Safety and Efficacy of NAFT900 in Children With Tinea Capitis

Inclusion Criteria: 1. Subjects with clinical diagnosis of tinea capitis with ≤15% involvement of the scalp. 2. Subjects with positive KOH microscopy and culture \[for dermatophytes\]. 3. Male or female subjects ≥6 years and \<13 years of age on the date of the Baseline Visit.
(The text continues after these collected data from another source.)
PR #19, opened 2016-07-31
Fixed stats page not showing results

Mark-Simulacrum:
Code checked for the length property on an object, instead of on the object's keys.


nrc:
Thank you!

Exclusion Criteria: 1. Subject with acute inflammatory fungal infection of the scalp (kerion) 2. Subjects with skin disease on the scalp, or any other condition or prior/present treatment which in the opinion of the investigator would interfere with the study drug's effect or assessments (e.g., psoriasis, seborrheic dermatitis). 3. Subjects who received immunosuppressant therapy, cytostatic therapy or radiation therapy within 4 weeks prior to the baseline. 4. Subjects who received systemic corticosteroids and/or systemic antibiotics within 4 weeks prior to study entry (or during study). 5. Subjects who have used systemic antifungal treatment within 4 weeks prior to the baseline. 6. Subjects who have used antifungal agents, corticosteroid preparations, ketoconazole, ciclopirox, salicylic acid, terbinafine, amorolfine, butenafine, clotrimazole, econazole, oxiconazole, sertaconazole, sulconazole, luliconazole, fluconazole, benzoic acid, griseofulvin, undecylenic acid, zinc pyrithione or selenium sulfide, or tar containing topical treatments for their scalp within 1 week prior to the baseline visit. 7. Subjects with a life-threatening condition (ex. autoimmune deficiency syndrome, cancer, unstable angina, or myocardial infarction) within the last 6 months prior to baseline visit.